--- Task details ---
What you return must match the records exactly.

##### The data #####

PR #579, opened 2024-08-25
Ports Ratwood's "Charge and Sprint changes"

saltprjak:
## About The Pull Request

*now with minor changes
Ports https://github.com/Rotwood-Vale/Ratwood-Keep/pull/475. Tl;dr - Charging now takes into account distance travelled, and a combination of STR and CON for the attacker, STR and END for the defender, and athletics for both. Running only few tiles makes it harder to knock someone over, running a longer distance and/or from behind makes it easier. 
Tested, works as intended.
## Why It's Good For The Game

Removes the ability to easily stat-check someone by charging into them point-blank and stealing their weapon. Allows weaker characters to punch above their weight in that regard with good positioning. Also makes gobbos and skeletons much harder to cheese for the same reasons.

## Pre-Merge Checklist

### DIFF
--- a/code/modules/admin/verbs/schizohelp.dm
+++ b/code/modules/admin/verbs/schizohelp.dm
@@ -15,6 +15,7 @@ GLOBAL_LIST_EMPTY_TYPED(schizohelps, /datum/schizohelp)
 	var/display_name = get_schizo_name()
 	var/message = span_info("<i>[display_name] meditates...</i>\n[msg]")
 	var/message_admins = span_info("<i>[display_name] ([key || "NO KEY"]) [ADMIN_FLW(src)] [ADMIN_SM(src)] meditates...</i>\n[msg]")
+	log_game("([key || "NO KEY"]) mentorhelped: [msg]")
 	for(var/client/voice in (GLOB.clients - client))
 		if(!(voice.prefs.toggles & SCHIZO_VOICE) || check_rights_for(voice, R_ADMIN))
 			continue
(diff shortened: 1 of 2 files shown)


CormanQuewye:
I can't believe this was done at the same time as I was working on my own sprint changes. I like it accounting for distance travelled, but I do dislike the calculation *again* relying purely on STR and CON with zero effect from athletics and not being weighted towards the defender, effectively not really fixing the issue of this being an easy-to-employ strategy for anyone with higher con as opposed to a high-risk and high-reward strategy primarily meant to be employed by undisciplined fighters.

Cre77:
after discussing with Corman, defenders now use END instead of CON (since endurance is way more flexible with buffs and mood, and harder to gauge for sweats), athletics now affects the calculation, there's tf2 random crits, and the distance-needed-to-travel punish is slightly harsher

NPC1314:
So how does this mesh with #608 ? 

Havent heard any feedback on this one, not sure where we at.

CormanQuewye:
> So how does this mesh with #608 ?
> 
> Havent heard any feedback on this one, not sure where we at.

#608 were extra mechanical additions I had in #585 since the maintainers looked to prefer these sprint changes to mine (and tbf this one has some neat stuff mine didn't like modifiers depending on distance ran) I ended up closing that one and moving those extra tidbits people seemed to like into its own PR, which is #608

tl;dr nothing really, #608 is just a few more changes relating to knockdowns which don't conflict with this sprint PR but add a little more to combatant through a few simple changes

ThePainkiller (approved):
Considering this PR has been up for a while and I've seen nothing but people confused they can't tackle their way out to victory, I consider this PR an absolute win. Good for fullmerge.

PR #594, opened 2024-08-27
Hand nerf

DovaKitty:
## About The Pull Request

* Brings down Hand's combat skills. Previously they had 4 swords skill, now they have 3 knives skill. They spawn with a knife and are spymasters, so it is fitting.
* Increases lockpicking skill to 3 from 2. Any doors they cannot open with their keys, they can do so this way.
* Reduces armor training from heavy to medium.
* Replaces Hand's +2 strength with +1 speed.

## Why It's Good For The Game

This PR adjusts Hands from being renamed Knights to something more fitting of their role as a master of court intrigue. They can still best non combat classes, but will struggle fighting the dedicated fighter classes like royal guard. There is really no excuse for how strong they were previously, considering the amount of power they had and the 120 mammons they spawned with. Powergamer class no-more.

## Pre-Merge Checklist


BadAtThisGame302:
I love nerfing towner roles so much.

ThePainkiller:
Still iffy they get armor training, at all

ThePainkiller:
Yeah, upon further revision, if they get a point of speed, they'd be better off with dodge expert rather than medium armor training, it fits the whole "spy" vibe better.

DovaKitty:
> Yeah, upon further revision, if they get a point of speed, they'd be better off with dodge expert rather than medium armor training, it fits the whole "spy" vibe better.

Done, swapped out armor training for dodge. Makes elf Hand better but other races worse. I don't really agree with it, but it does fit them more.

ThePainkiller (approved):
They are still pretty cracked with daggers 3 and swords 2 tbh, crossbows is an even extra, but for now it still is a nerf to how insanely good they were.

#####

--- Written response ---
PR #579, opened 2024-08-25
Ports Ratwood's "Charge and Sprint changes"

saltprjak:
## About The Pull Request

*now with minor changes
Ports https://github.com/Rotwood-Vale/Ratwood-Keep/pull/475. Tl;dr - Charging now takes into account distance travelled, and a combination of STR and CON for the attacker, STR and END for the defender, and athletics for both. Running only few tiles makes it harder to knock someone over, running a longer distance and/or from behind makes it easier. 
Tested, works as intended.
## Why It's Good For The Game

Removes the ability to easily stat-check someone by charging into them point-blank and stealing their weapon. Allows weaker characters to punch above their weight in that regard with good positioning. Also makes gobbos and skeletons much harder to cheese for the same reasons.

## Pre-Merge Checklist

### DIFF
--- a/code/modules/admin/verbs/schizohelp.dm
+++ b/code/modules/admin/verbs/schizohelp.dm
@@ -15,6 +15,7 @@ GLOBAL_LIST_EMPTY_TYPED(schizohelps, /datum/schizohelp)
 	var/display_name = get_schizo_name()
 	var/message = span_info("<i>[display_name] meditates...</i>\n[msg]")
 	var/message_admins = span_info("<i>[display_name] ([key || "NO KEY"]) [ADMIN_FLW(src)] [ADMIN_SM(src)] meditates...</i>\n[msg]")
+	log_game("([key || "NO KEY"]) mentorhelped: [msg]")
 	for(var/client/voice in (GLOB.clients - client))
 		if(!(voice.prefs.toggles & SCHIZO_VOICE) || check_rights_for(voice, R_ADMIN))
 			continue
(diff shortened: 1 of 2 files shown)


CormanQuewye:
I can't believe this was done at the same time as I was working on my own sprint changes. I like it accounting for distance travelled, but I do dislike the calculation *again* relying purely on STR and CON with zero effect from athletics and not being weighted towards the defender, effectively not really fixing the issue of this being an easy-to-employ strategy for anyone with higher con as opposed to a high-risk and high-reward strategy primarily meant to be employed by undisciplined fighters.

Cre77:
after discussing with Corman, defenders now use END instead of CON (since endurance is way more flexible with buffs and mood, and harder to gauge for sweats), athletics now affects the calculation, there's tf2 random crits, and the distance-needed-to-travel punish is slightly harsher

NPC1314:
So how does this mesh with #608 ? 

Havent heard any feedback on this one, not sure where we at.

CormanQuewye:
> So how does this mesh with #608 ?
> 
> Havent heard any feedback on this one, not sure where we at.

#608 were extra mechanical additions I had in #585 since the maintainers looked to prefer these sprint changes to mine (and tbf this one has some neat stuff mine didn't like modifiers depending on distance ran) I ended up closing that one and moving those extra tidbits people seemed to like into its own PR, which is #608

tl;dr nothing really, #608 is just a few more changes relating to knockdowns which don't conflict with this sprint PR but add a little more to combatant through a few simple changes

ThePainkiller (approved):
Considering this PR has been up for a while and I've seen nothing but people confused they can't tackle their way out to victory, I consider this PR an absolute win. Good for fullmerge.

PR #594, opened 2024-08-27
Hand nerf

DovaKitty:
## About The Pull Request

* Brings down Hand's combat skills. Previously they had 4 swords skill, now they have 3 knives skill. They spawn with a knife and are spymasters, so it is fitting.
* Increases lockpicking skill to 3 from 2. Any doors they cannot open with their keys, they can do so this way.
* Reduces armor training from heavy to medium.
* Replaces Hand's +2 strength with +1 speed.

## Why It's Good For The Game

This PR adjusts Hands from being renamed Knights to something more fitting of their role as a master of court intrigue. They can still best non combat classes, but will struggle fighting the dedicated fighter classes like royal guard. There is really no excuse for how strong they were previously, considering the amount of power they had and the 120 mammons they spawned with. Powergamer class no-more.

## Pre-Merge Checklist


BadAtThisGame302:
I love nerfing towner roles so much.

ThePainkiller:
Still iffy they get armor training, at all

ThePainkiller:
Yeah, upon further revision, if they get a point of speed, they'd be better off with dodge expert rather than medium armor training, it fits the whole "spy" vibe better.

DovaKitty:
> Yeah, upon further revision, if they get a point of speed, they'd be better off with dodge expert rather than medium armor training, it fits the whole "spy" vibe better.

Done, swapped out armor training for dodge. Makes elf Hand better but other races worse. I don't really agree with it, but it does fit them more.

ThePainkiller (approved):
They are still pretty cracked with daggers 3 and swords 2 tbh, crossbows is an even extra, but for now it still is a nerf to how insanely good they were.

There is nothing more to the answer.